事業承継はさまざまな分野によって成り立っています。

例えば、法律分野や会計分野、税務分野、経営分野などです。

場合によっては、他の専門家にも相談したほうがスムーズに事業承継が進むかもしれません。

多くの専門家とつながりのある人を相談相手にすれば、あらゆる事態に対応してもらえるので安心です。

事業承継の成功のために、他の専門家への紹介も行ってくれる相談先を選びましょう。

9.まずは気楽に無料相談をしてみよう

事業継承 相談

事業承継については早めに専門家に相談することをおすすめします。

準備不足のまま、急に現経営者が経営から離れなければならなくなることもあるためです。

多くの専門家は最初の相談は無料で行っています。

また、電話相談を受け付けている場合もあるので、少し話してみてから直接行くか決めたいときは利用してみましょう。

事業承継の相談をするにあたって、できるだけ現在の状況を整理しておけばスムーズです。

整理するのは、会社の経営状況や相続することになる財産、後継者選びの状況などが挙げられます。

わかる範囲で事業承継に関係する会社の現状をまとめてから相談してください。

中小企業の事業承継の相談窓口は?

中小企業の事業承継についての相談は、事業引継ぎ相談窓口でもできます。

事業引継ぎ相談窓口では、後継者不在などによる事業存続の悩みに対して相談に乗ってもらうことが可能です。
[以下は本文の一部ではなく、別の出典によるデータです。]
PR #1928, opened 2017-09-26
Add FAQ on how ints are returned as strings in JavaScript

jseldess:
Addresses https://github.com/cockroachdb/cockroach/issues/15721

### DIFF
--- a/v1.0/sql-faqs.md
+++ b/v1.0/sql-faqs.md
@@ -86,6 +86,36 @@ Not at this time, but storing a 16-byte array in a [`BYTES`](bytes.html) column 
 
 When an [`ORDER BY`](select.html#sorting-retrieved-values) clause is not used in a `SELECT` query, retrieved rows are not sorted by any consistent criteria. Instead, CockroachDB returns them as the coordinating node receives them.
 
+## Why are my `INT` columns returned as strings in JavaScript?
+
+In CockroachDB, all `INT`s are represented with 64 bits of precision, but JavaScript numbers only have 53 bits of precision. This means that large integers stored in CockroachDB are not exactly representable as JavaScript numbers. For example, JavaScript will round the integer `235191684988928001` to the nearest representable value, `235191684988928000`. Notice that the last digit is different. This is particularly problematic when using the `unique_rowid()` [function](functions-and-operators.html), since `unique_rowid()` nearly always returns integers that require more than 53 bits of precision to represent.
+
+To avoid this loss of precision, Node's [`pg` driver](https://github.com/brianc/node-postgres) will, by default, return all CockroachDB `INT`s as strings.
+
+~~~ javascript
+// Schema: CREATE TABLE users (id INT DEFAULT unique_rowid(), name STRING);
+pgClient.query("SELECT id FROM users WHERE name = 'Roach' LIMIT 1", function(err, res) {
+  var idString = res.rows[0].id;
+  // idString === '235191684988928001'
+  // typeof idString === 'string'
+});
+~~~
+
+To perform another query using the value of `idString`, you can simply use `idString` directly, even where an `INT` type is expected. The string will automatically be coerced into a CockroachDB `INT`.
+
+~~~ javascript
+pgClient.query("UPDATE users SET name = 'Ms. Roach' WHERE id = $1", [idString], function(err, res) {
+  // All should be well!
+});
+~~~
+
+If you instead need to perform arithmetic on `INT`s in JavaScript, you will need to use a big integer library like [Long.js](https://www.npmjs.com/package/long). Do _not_ use the built-in `parseInt` function.
+
+~~~ javascript
+parseInt(idString, 10) + 1; // WRONG: returns 235191684988928000
+require('long').fromString(idString).add(1).toString(); // GOOD: returns '235191684988928002'
+~~~
+
 ## See Also
 
 - [Product FAQs](frequently-asked-questions.html)
--- a/v1.1/sql-faqs.md
+++ b/v1.1/sql-faqs.md
@@ -86,6 +86,36 @@ Yes. For more details, see [`UUID`](uuid.html).
 
 When an [`ORDER BY`](select.html#sorting-retrieved-values) clause is not used in a `SELECT` query, retrieved rows are not sorted by any consistent criteria. Instead, CockroachDB returns them as the coordinating node receives them.
 
+## Why are my `INT` columns returned as strings in JavaScript?
+
+In CockroachDB, all `INT`s are represented with 64 bits of precision, but JavaScript numbers only have 53 bits of precision. This means that large integers stored in CockroachDB are not exactly representable as JavaScript numbers. For example, JavaScript will round the integer `235191684988928001` to the nearest representable value, `235191684988928000`. Notice that the last digit is different. This is particularly problematic when using the `unique_rowid()` [function](functions-and-operators.html), since `unique_rowid()` nearly always returns integers that require more than 53 bits of precision to represent.
+
+To avoid this loss of precision, Node's [`pg` driver](https://github.com/brianc/node-postgres) will, by default, return all CockroachDB `INT`s as strings.
+
+~~~ javascript
+// Schema: CREATE TABLE users (id INT DEFAULT unique_rowid(), name STRING);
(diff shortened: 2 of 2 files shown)


v1.0/sql-faqs.md
```diff
@@ -86,6 +86,16 @@ Not at this time, but storing a 16-byte array in a [`BYTES`](bytes.html) column
...
+## How do I use `unique_rowid()` in JavaScript?
+
+The `unique_rowid()` [function](functions-and-operators.html) returns values that cannot be represented exactly by numbers in Javascript. For example, a `235191684988928001` value returned by `unique_rowid()` would get represented as `235191684988928000` in Javascript. Notice that the last digit is different. In such cases, if the Javascript application temporarily stores the value `235191684988928001` and queries using it, it won't match the value that actually got stored.
+
+As a workaround when using JavaScript or another language that doesn't support 64-bit integer types, cast the integer to a string server-side before inspecting or using it, for example:
+
+~~~ sql
+> SELECT CAST (id AS string) FROM my_table;
+~~~
+
```
benesch: Actually, there's no need to explicitly cast to a string. That happens automatically. Here's how I would explain it.

**Why are my `INT` columns returned as strings in JavaScript?**

In CockroachDB, all `INT`s are represented with 64 bits of precision, but JavaScript numbers only have 53 bits of precision. This means that large integers stored in CockroachDB are not exactly representable as JavaScript numbers. For example, JavaScript will round the integer `235191684988928001` to the nearest representable value, `235191684988928000`. Notice that the last digit is different. This is particularly problematic when using the `unique_rowid()` function, since `unique_rowid()` nearly always returns integers that require more than 53 bits of precision to represent.

To avoid this loss of precision, Node's [`pg` driver](https://github.com/brianc/node-postgres) will, by default, return all CockroachDB `INT`s as strings. 

```js
// Schema: CREATE TABLE users (id INT DEFAULT unique_rowid(), name STRING);
pgClient.query('SELECT id FROM users WHERE name = 'Roach' LIMIT 1', function(err, res) {
  var idString = res.rows[0].id; 
  // idString == '235191684988928001'
  // typeof idString == 'string'
});
```

To perform another query using the value of `idString`, you can simply use `idString` directly, even where an `INT` type is expected. Either the Postgres driver or CockroachDB will automatically convert the string to a CockroachDB `INT`.

```js
pgClient.query('UPDATE users SET name = 'Ms. Roach' WHERE id = $1', [idString], function(err, res) {
  // All should be well!
});
```

If you instead need to perform arithmetic on `INT`s in JavaScript, you will need to use a big integer library like [Long.js](https://www.npmjs.com/package/long). Do *not* use the built-in `parseInt` function.

```js
parseInt(idString, 10) + 1; // WRONG: returns 235191684988928000
require('long').fromString(idString).add(1).toString(); // GOOD: returns '235191684988928002'
```

jseldess: Done. Thanks very much for the revision, @benesch!

v1.0/sql-faqs.md
```diff
@@ -86,6 +86,36 @@ Not at this time, but storing a 16-byte array in a [`BYTES`](bytes.html) column
...
 
+## Why are my `INT` columns returned as strings in JavaScript?
+
+In CockroachDB, all `INT`s are represented with 64 bits of precision, but JavaScript numbers only have 53 bits of precision. This means that large integers stored in CockroachDB are not exactly representable as JavaScript numbers. For example, JavaScript will round the integer `235191684988928001` to the nearest representable value, `235191684988928000`. Notice that the last digit is different. This is particularly problematic when using the `unique_rowid()` [function](functions-and-operators.html), since `unique_rowid()` nearly always returns integers that require more than 53 bits of precision to represent.
+
+To avoid this loss of precision, Node's [`pg` driver](https://github.com/brianc/node-postgres) will, by default, return all CockroachDB `INT`s as strings.
+
+~~~ javascript
+// Schema: CREATE TABLE users (id INT DEFAULT unique_rowid(), name STRING);
+pgClient.query('SELECT id FROM users WHERE name = 'Roach' LIMIT 1', function(err, res) {
```
benesch: Shoot, this isn't valid JavaScript as written. Needs to use double quotes to allow single quotes within.

```sql
"SELECT id FROM users WHERE name = 'Roach' LIMIT 1"
```

v1.0/sql-faqs.md
```diff
@@ -86,6 +86,36 @@ Not at this time, but storing a 16-byte array in a [`BYTES`](bytes.html) column
...
+  var idString = res.rows[0].id;
+  // idString == '235191684988928001'
+  // typeof idString == 'string'
+});
+~~~
+
+To perform another query using the value of `idString`, you can simply use `idString` directly, even where an `INT` type is expected. Either the Postgres driver or CockroachDB will automatically convert the string to a CockroachDB `INT`.
+
+~~~ javascript
+pgClient.query('UPDATE users SET name = 'Ms. Roach' WHERE id = $1', [idString], function(err, res) {
```
benesch: Ditto here. 

```js
"UPDATE users SET name = 'Ms. Roach' WHERE id = $1"
```

jseldess: Done.

v1.0/sql-faqs.md
jseldess: Good catch. Done.

v1.0/sql-faqs.md
```diff
@@ -86,6 +86,36 @@ Not at this time, but storing a 16-byte array in a [`BYTES`](bytes.html) column
...
+
+In CockroachDB, all `INT`s are represented with 64 bits of precision, but JavaScript numbers only have 53 bits of precision. This means that large integers stored in CockroachDB are not exactly representable as JavaScript numbers. For example, JavaScript will round the integer `235191684988928001` to the nearest representable value, `235191684988928000`. Notice that the last digit is different. This is particularly problematic when using the `unique_rowid()` [function](functions-and-operators.html), since `unique_rowid()` nearly always returns integers that require more than 53 bits of precision to represent.
+
+To avoid this loss of precision, Node's [`pg` driver](https://github.com/brianc/node-postgres) will, by default, return all CockroachDB `INT`s as strings.
+
+~~~ javascript
+// Schema: CREATE TABLE users (id INT DEFAULT unique_rowid(), name STRING);
+pgClient.query("SELECT id FROM users WHERE name = 'Roach' LIMIT 1", function(err, res) {
+  var idString = res.rows[0].id;
+  // idString == '235191684988928001'
```
justinj: doesn't really matter since it's a comment, but my javascript head alarm goes off whenever it sees `==`, since `===` should generally be used instead.

v1.0/sql-faqs.md
```diff
@@ -86,6 +86,36 @@ Not at this time, but storing a 16-byte array in a [`BYTES`](bytes.html) column
...
+  // typeof idString == 'string'
+});
+~~~
+
+To perform another query using the value of `idString`, you can simply use `idString` directly, even where an `INT` type is expected. Either the Postgres driver or CockroachDB will automatically convert the string to a CockroachDB `INT`.
```
justinj: what is meant by "Either the Postgres driver or CockroachDB"? shouldn't it always be Cockroach doing this conversion? or does the driver somehow check if the string is within the int bounds?

benesch: Node's `pg` driver does its own type conversion provided you use prepared queries. So in a query like

```query("UPDATE foo SET int_col = $1", ["1234"])```

the `pg` driver sees an integer type hint on "$1" and will send the integer `1234` over the wire, instead of the string `"1234"`.

The reason we needed string -> number literal coercion in CockroachDB itself was to cope with Sequelize, which eschews prepared queries in favor of string mashing, e.g.:

```
query("UPDATE foo SET int_col = '" + escape("1234") + "'")
```

That's too detailed an explanation, of course, and I don't think we want a string mashing example in our docs. Too easy for people to think that we're encouraging string mashing.

Perhaps we can replace the sentence with "The string will automatically be coerced into a CockroachDB `INT`", and leave out mentioning exactly which layer is doing the conversion?

jseldess: Done.

v1.0/sql-faqs.md
jseldess: Done.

事業引継ぎ相談窓口は、全国47都道府県にそれぞれ設置されています。

事業承継を考えているのが中小企業なら、近くの相談窓口に行ってみるのが良いでしょう。

まとめ

事業承継は、さまざまなことを考える必要があります。

会社経営をしながら自分一人で考えるのは難しいので、専門家に相談するのが良いです。

相談する相手によって得意な分野が異なるので、専門家による違いを理解して相談先を選んでください。

適切な相談先を見つけて専門家に話を聞き、円滑に事業承継を進めましょう。